→ **Supplied records**:
--- START ---

PR #11, opened 2018-10-18
SimpLL: Assign the same number in DifferentialGlobalNumberState to di…

lenticularis39:
…fferent

print functions in the kernel.

Also modifies the behaviour of SimplifyKernelFunctionCallsPass to replace
arguments of printk with two null pointers instead of one so the calls of
printk and the other print functions can be compared as equal.

### DIFF
--- a/diffkemp/simpll/DifferentialGlobalNumberState.h
+++ b/diffkemp/simpll/DifferentialGlobalNumberState.h
@@ -17,6 +17,7 @@
 #define DIFFKEMP_SIMPLL_DIFFERENTIALGLOBALNUMBERSTATE_H
 
 #include <llvm/Transforms/Utils/FunctionComparator.h>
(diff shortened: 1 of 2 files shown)


diffkemp/simpll/DifferentialGlobalNumberState.h
```diff
@@ -42,6 +43,9 @@ class DifferentialGlobalNumberState : public GlobalNumberState {
     using IntegerMap = std::map<APInt, uint64_t, cmpConstants>;
     IntegerMap Constants{IntegerMap(cmpConstants())};
 
+    StringRef PrintFunctionList[5] = {"printk", "dev_warn", "dev_err",
+        "_dev_info", "sprintf"};
```
viktormalik: Use std::vector rather than a plain array.

PR #14, opened 2018-11-07
Download RHEL kernel sources from the CentOS Git when the internal

lenticularis39:
server with Brew is unavailable.

### DIFF
--- a/diffkemp/llvm_ir/build_llvm.py
+++ b/diffkemp/llvm_ir/build_llvm.py
@@ -13,6 +13,8 @@ import shutil
 from subprocess import CalledProcessError, call, check_call, check_output
 from subprocess import Popen, PIPE
 from urllib import urlretrieve
+from tempfile import mkdtemp
+from socket import gethostbyname, error as socket_error
 
 
 class BuildException(Exception):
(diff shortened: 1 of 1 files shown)


diffkemp/llvm_ir/build_llvm.py
```diff
@@ -124,6 +131,61 @@ def _get_kernel_tar_from_upstream(self):
...
+        os.chdir(self.kernel_base_path)
+        shutil.rmtree(tmpdir)
+
+        # Download the actual sources
+        for entry in filelist:
+            url = "https://git.centos.org/sources/kernel/c7/{}".format(entry[0])
+            filename = entry[1].split("/")[1]
+
+            urlretrieve(url, os.path.join(self.kernel_base_path, filename),
+                    show_progress)
```
viktormalik: Wouldn't it be better to clone the centos-common-git repo (https://git.centos.org/git/centos-git-common.git) and run the get_sources.sh script from there? It does the same as you do and if they change the way the files are downloaded, it will keep working.

diffkemp/llvm_ir/build_llvm.py
```diff
@@ -124,6 +131,61 @@ def _get_kernel_tar_from_upstream(self):
...
+        tarname = "linux-{}.el7.tar.xz".format(self.kernel_version)
+        self.kabi_tarname = "kernel-abi-whitelists-{}.tar.bz2".format(
+            self.kernel_version.split("-")[1])
+        for f in os.listdir("."):
+            if (os.path.isfile(f) and f != tarname and f != self.configfile and
+                    f != self.kabi_tarname):
+                os.remove(f)
+        self.configfile = os.path.abspath(self.configfile)
+        os.chdir(cwd)
+        return tarname
```
viktormalik: This code (from line 175) is essentially the same as in _get_kernel_tar_from_brew, it would be better to reuse it (put it in a separate function).

PR #15, opened 2018-11-15
Added regression tests for diffkabi.

lenticularis39:
Also moved building functions from diffkabi.py to build_llvm.py (as a function of LlvmKernelBuilder).


diffkemp/llvm_ir/build_llvm.py
```diff
@@ -690,6 +691,26 @@ def build_llvm_module(self, name, file_name, commands):
         mod = LlvmKernelModule(name, file_name, self.modules_path)
         return mod
 
+    def build_llvm_function(self, f):
```
viktormalik: Better call it build_file_for_function to be consistent with naming of other methods.

viktormalik: Comment the function with docstring.

tests/regression/diffkabi/diffkabi_test.py
```diff
@@ -0,0 +1,145 @@
+"""
+Regression testing using pytest.
+Individual tests are specified using YAML in the tests/regression/test_specs/
+directory. Each test describes a kernel module, two kernel versions between
+which the module is compared, and a list of compared module parameters. For
+each parameter, pairs of corresponding functions (using the parameter) along
+with the expected analysis results must be provided.
+This script parses the test specification and prepares testing scenarions for
+pytest.
+"""
```
viktormalik: Update the comment for diffkabi regression tests

tests/regression/diffkabi/diffkabi_test.py
```diff
@@ -0,0 +1,145 @@
...
+    Prepare testing task (scenario). Build old and new modules and copy
+    created files.
+    """
+    spec.built_functions = dict()
+
+    for function, desc in spec.functions.iteritems():
+        # Find the modules
+        first_builder = LlvmKernelBuilder(spec.old_kernel, None,
+                                          debug=spec.debug)
+        first_builder.source.build_cscope_database()
```
viktormalik: This is not needed, build_cscope_database is called by find_srcs_for_function.
Same below.

tests/regression/diffkabi/diffkabi_test.py
```diff
@@ -0,0 +1,147 @@
...
+        #
+        # Note: the files are copied to the task directory for reference only.
+        # The exact name of the module is not known before building the
+        # function, therefore building from module sources in kernel_modules or
+        # using already built LLVM IR files is not possible.
+        mod_path_old = mod_first.llvm
+        mod_path_new = mod_second.llvm
+        mod_old = os.path.basename(mod_first.name)
+        mod_new = os.path.basename(mod_second.name)
+        task_dir = os.path.join(tasks_path, mod_old)
```
viktormalik: Couldn't we name the directories by functions? It would be simpler I think.

tests/regression/diffkabi/diffkabi_test.py
```diff
@@ -0,0 +1,147 @@
...
+        old_llvm = os.path.join(task_dir, mod_old + "_old.ll")
+        new_llvm = os.path.join(task_dir, mod_new + "_new.ll")
+        old_source_src = os.path.splitext(mod_path_old)[0] + ".c"
+        new_source_src = os.path.splitext(mod_path_new)[0] + ".c"
+
+        shutil.copyfile(mod_path_old, old_llvm)
+        shutil.copyfile(old_source_src, old_src)
+
+        shutil.copyfile(mod_path_new, new_llvm)
+        shutil.copyfile(new_source_src, new_src)
```
viktormalik: Couldn't we use the prepare_module function from diffkabi/regression_test? It does basically the same copying, except that it builds a module instead of a single file for a function. I'd rather have this unified somehow.

tests/regression/diffkabi/diffkabi_test.py
```diff
@@ -0,0 +1,147 @@
...
+    prepare_task(spec)
+    return spec
+
+
+class TestClass(object):
+    """
+    Main testing class. One object of the class is created for each testing
+    task. Contains 2 tests for function couplings collection and for the
+    actual function analysis (semantic comparison).
+    """
```
viktormalik: Update comment.

tests/regression/diffkabi/diffkabi_test.py
```diff
@@ -0,0 +1,147 @@
...
+                                           debug=spec.debug)
+        second_builder.source.build_cscope_database()
+
+        # Build the modules
+        mod_first = first_builder.build_llvm_function(function)
+        mod_second = second_builder.build_llvm_function(function)
+
+        # Add the function to the dictionary
+        fun = (function, mod_first, mod_second)
+        spec.built_functions[fun] = Result[desc.upper()]
```
viktormalik: I think it would be better to use some named field of the TaskSpec class instead of a dictionary with a 3-tuple as a key.

tests/regression/diffkemp/clean_test.sh
```diff
@@ -0,0 +1,16 @@
+#!/bin/bash
+
```
viktormalik: Isn't this file just moved? Shouldn't it be removed from the last location as well?

viktormalik:
Also remove the files from the kernel_modules/* directories that are now in .gitignore.

tests/regression/diffkemp/clean_test.sh
lenticularis39: Yes, the file was moved, and this was correctly detected by Git. It shows it here as being newly created because it was detected as being moved to tests/regression/diffkabi (which can be seen [here](https://github.com/viktormalik/diffkemp/pull/15/commits/bd9b04342eccbd6249be9470a8ebb997f3dc0a5d)), therefore the copy in tests/regression/diffkemp is seen as a new file. The same thing happened with regression_test.py.

viktormalik: Ah, I see, now we have two of these files.

diffkemp/test_tools/module_tools.py
```diff
@@ -0,0 +1,29 @@
+"""Tools for working with modules used by both diffkemp and diffkabi tests."""
```
viktormalik: I'd put this directly to the tests/regression directory.

tests/regression/diffkabi/diffkabi_test.py
```diff
@@ -1,19 +1,18 @@
 """
 Regression testing using pytest.
-Individual tests are specified using YAML in the tests/regression/test_specs/
-directory. Each test describes a kernel module, two kernel versions between
-which the module is compared, and a list of compared module parameters. For
-each parameter, pairs of corresponding functions (using the parameter) along
-with the expected analysis results must be provided.
+Individual tests are specified using YAML in the
+tests/regression/test_specs/diffkabi directory. Each test contains a list of
+KABI functions and two kernel versions between which the module is compared.
```
viktormalik: ...between which the functions are compared.

tests/regression/diffkabi/diffkabi_test.py
```diff
@@ -54,61 +58,53 @@ def __init__(self, spec):
...
+    #
+    # Note: the files are copied to the task directory for reference only.
+    # The exact name of the module is not known before building the
+    # function, therefore building from module sources in kernel_modules or
+    # using already built LLVM IR files is not possible.
+    mod_old = os.path.basename(old_module.name)
+    mod_new = os.path.basename(new_module.name)
+    spec.task_dir = os.path.join(tasks_path, spec.function)
+    if not os.path.isdir(tasks_path):
+        os.mkdir(tasks_path)
```
viktormalik: Is this necessary? We could suppose that this directory exists.

diffkemp/test_tools/module_tools.py
lenticularis39: I don't exactly know how to make Python find the file there. (I could turn the whole tests directory into a module, but then it could cause a conflict when including the diffkemp repository into another project.)

tests/regression/diffkabi/diffkabi_test.py
lenticularis39: I believe it is, because the directory isn't supposed to contain any files, therefore it isn't in the Git repository, so it has to be created.

viktormalik: I see, then let's do this somewhere else, so that we don't have to check its existence in each test spec.

diffkemp/test_tools/module_tools.py
viktormalik: I think it could be fine, because if someone includes the repo into another project, he would just use the 'diffkemp' package.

--- END ---

→ **Work order**:
Whenever a line above includes the string "YAML", copy it.

→ **Solution to the exercise**:
+Individual tests are specified using YAML in the tests/regression/test_specs/
-Individual tests are specified using YAML in the tests/regression/test_specs/
+Individual tests are specified using YAML in the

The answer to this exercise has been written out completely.